* [What to do] Report each line below that carries the word "days".

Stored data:
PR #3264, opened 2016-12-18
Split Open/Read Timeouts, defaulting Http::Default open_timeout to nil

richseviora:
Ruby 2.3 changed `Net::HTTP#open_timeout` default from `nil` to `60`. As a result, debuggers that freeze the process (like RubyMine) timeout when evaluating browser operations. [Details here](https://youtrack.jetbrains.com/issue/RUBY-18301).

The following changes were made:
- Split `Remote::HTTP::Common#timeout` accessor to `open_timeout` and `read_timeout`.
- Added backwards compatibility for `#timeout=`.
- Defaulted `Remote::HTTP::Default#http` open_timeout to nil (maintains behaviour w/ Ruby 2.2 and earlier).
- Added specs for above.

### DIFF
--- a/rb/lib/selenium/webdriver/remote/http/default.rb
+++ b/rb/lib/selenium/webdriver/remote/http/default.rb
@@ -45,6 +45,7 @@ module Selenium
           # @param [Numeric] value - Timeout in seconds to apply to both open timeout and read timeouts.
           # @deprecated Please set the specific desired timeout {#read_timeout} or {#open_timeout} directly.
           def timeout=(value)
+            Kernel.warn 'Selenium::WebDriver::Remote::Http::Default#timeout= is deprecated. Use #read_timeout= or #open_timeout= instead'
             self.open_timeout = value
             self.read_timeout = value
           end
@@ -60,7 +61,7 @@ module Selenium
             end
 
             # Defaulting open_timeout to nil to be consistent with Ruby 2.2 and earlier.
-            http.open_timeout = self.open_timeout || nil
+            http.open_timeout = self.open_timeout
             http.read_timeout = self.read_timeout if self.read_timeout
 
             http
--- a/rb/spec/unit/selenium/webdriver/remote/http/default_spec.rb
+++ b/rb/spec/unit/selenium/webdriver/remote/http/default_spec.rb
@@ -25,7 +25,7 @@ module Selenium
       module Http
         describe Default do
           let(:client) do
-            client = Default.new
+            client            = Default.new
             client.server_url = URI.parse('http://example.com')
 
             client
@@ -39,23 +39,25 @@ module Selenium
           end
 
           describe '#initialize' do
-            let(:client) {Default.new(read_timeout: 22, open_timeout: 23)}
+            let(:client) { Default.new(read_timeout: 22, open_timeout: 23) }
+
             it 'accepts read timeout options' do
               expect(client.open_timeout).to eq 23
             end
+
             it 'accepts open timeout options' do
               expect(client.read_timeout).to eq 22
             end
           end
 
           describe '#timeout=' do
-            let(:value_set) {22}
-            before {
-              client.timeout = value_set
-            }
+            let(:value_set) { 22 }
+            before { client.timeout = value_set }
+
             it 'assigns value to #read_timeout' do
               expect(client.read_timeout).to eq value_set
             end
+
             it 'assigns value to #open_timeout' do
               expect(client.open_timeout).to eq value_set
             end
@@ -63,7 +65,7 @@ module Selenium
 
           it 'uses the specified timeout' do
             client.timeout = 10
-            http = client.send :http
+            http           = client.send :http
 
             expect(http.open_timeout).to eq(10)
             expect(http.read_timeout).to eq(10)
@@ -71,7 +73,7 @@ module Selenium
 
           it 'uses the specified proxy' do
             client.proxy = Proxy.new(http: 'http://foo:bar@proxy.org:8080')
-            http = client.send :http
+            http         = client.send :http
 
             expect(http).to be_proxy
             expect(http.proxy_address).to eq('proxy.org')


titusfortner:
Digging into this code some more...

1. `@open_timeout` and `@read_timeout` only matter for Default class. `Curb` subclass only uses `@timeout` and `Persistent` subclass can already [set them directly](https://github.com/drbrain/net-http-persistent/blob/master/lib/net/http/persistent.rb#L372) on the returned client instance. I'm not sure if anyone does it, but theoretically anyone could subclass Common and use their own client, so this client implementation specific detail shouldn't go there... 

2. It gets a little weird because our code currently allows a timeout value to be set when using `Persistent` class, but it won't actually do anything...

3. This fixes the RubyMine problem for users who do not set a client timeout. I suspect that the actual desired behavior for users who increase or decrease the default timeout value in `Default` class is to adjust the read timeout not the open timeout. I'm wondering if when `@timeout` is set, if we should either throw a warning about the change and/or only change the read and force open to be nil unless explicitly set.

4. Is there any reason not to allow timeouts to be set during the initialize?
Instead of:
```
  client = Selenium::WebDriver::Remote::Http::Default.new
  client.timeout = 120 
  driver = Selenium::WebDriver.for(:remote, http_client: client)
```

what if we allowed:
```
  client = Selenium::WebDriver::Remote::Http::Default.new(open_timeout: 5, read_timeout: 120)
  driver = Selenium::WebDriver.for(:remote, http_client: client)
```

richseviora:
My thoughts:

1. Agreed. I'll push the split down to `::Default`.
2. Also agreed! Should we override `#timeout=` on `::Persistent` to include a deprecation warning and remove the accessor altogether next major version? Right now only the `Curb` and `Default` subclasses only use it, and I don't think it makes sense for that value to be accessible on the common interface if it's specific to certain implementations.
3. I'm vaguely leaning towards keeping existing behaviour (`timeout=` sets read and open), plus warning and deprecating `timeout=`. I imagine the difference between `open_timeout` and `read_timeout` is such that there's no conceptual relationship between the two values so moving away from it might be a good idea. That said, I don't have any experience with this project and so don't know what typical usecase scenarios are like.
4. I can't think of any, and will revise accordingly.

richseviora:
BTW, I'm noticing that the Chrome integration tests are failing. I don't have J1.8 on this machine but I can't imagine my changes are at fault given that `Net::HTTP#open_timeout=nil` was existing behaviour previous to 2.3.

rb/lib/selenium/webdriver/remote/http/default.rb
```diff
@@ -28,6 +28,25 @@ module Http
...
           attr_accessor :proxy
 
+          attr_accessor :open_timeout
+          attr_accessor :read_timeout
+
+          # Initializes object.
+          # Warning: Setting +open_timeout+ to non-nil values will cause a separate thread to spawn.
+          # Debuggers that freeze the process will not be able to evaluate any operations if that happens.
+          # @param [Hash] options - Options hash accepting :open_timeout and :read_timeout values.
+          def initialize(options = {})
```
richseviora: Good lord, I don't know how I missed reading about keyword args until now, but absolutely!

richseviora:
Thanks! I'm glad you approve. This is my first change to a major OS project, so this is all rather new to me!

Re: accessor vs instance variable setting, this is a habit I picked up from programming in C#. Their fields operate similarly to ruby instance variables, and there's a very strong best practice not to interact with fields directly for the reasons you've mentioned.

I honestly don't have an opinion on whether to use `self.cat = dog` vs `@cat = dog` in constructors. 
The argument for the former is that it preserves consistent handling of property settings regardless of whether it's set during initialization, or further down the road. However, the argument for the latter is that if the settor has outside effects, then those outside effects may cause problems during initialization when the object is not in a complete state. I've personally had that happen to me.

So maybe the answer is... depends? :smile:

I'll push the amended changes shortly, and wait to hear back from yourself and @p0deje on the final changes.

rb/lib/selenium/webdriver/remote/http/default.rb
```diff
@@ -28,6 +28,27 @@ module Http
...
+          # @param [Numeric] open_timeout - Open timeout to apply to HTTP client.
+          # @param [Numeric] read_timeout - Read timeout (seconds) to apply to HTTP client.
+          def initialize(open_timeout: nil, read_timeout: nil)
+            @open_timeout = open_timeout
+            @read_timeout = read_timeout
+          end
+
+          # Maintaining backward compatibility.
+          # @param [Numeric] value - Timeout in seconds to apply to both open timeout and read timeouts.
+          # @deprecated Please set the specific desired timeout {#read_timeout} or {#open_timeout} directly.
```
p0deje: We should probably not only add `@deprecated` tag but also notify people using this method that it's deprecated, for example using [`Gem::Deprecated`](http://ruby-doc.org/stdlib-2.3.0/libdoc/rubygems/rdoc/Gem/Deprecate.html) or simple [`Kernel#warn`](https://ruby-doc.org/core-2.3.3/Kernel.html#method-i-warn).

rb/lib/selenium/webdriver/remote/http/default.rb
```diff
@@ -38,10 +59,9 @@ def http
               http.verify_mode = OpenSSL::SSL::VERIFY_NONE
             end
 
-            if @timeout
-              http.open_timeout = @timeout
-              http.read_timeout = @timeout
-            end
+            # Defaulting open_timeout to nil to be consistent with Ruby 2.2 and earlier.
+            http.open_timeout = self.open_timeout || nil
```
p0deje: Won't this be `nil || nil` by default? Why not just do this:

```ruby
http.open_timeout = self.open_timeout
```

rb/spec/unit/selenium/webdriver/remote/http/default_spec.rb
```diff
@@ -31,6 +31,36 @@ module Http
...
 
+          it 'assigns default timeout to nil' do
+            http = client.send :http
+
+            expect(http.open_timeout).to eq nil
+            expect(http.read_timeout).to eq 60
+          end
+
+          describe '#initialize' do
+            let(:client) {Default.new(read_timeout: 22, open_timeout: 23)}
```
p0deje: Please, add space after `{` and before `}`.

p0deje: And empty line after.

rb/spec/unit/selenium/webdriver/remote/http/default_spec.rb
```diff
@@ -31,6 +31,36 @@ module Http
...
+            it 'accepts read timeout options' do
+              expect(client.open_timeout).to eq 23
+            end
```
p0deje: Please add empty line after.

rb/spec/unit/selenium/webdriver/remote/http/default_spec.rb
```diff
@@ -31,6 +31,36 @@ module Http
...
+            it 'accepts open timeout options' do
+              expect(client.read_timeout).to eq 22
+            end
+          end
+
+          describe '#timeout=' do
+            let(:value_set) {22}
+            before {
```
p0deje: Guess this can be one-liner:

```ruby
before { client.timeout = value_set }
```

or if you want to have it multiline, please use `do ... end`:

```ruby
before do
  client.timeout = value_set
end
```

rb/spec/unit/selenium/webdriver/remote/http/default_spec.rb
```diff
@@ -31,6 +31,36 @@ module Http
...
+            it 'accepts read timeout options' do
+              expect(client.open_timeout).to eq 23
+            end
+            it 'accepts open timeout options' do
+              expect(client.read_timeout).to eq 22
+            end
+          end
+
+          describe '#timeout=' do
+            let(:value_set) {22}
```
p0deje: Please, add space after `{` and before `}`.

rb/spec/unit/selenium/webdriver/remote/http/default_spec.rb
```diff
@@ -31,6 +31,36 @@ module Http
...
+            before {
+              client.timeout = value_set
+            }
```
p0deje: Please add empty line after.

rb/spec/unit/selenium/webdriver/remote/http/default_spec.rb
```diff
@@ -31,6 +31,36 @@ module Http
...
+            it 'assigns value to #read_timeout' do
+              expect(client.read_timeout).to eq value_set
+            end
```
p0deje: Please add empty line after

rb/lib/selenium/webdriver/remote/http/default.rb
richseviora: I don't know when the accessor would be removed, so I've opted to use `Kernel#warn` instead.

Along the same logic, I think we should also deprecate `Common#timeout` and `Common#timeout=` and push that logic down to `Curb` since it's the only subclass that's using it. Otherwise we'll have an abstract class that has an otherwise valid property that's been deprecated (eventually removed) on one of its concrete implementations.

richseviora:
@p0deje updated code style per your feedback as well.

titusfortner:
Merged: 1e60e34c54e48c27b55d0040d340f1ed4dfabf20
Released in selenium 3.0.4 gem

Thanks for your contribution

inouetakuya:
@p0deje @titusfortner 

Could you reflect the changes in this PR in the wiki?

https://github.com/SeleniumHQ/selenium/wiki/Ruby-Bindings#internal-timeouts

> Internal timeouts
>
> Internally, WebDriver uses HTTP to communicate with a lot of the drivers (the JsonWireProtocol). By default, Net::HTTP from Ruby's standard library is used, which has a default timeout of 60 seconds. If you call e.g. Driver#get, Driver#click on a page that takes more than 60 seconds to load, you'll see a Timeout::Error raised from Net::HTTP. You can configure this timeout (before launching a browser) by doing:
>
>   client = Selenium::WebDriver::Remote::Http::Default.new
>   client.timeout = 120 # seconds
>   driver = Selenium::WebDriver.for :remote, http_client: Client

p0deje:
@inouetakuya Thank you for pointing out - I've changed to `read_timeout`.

* * *

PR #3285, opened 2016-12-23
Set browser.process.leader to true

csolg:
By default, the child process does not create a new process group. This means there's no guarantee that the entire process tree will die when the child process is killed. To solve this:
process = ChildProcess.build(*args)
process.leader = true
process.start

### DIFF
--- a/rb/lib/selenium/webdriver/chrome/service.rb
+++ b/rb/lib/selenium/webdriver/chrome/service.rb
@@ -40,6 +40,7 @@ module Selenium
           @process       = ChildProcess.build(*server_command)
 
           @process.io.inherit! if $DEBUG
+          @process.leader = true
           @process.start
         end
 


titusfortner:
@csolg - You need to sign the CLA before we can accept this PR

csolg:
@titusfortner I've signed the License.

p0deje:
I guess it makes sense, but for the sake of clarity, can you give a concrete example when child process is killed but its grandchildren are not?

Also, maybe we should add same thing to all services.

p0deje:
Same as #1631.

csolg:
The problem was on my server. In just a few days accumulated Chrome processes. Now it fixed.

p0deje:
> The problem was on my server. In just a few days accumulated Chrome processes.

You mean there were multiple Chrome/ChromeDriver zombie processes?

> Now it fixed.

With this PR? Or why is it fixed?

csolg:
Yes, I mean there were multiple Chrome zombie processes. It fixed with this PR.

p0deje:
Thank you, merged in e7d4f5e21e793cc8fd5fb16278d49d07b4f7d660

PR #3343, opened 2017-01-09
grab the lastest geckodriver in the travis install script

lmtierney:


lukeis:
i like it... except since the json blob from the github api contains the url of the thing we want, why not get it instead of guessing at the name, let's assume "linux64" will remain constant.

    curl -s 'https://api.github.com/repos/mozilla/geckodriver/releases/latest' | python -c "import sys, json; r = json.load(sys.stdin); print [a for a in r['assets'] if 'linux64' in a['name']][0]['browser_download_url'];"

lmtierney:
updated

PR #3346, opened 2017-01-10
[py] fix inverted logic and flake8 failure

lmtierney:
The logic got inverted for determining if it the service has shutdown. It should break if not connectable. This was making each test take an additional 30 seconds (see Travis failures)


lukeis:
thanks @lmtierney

==

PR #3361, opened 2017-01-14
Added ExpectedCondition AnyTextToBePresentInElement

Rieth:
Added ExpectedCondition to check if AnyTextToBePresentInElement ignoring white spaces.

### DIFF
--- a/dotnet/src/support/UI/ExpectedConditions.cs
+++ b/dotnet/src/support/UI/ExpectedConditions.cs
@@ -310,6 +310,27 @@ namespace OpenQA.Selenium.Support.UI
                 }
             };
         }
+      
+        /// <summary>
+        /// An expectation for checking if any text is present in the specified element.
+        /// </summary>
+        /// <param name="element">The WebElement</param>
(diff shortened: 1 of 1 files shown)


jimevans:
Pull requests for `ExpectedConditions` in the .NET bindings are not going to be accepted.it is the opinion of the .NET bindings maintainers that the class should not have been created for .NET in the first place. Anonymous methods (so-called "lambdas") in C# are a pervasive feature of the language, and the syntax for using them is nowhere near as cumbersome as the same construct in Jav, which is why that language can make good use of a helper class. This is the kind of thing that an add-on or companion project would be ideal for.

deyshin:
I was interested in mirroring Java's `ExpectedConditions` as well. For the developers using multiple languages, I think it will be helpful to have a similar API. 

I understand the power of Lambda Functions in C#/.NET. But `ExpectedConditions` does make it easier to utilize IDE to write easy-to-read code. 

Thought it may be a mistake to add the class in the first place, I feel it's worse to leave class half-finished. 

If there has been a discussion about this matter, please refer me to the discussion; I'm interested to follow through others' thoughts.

* [Expected answer]
The problem was on my server. In just a few days accumulated Chrome processes. Now it fixed.
> The problem was on my server. In just a few days accumulated Chrome processes.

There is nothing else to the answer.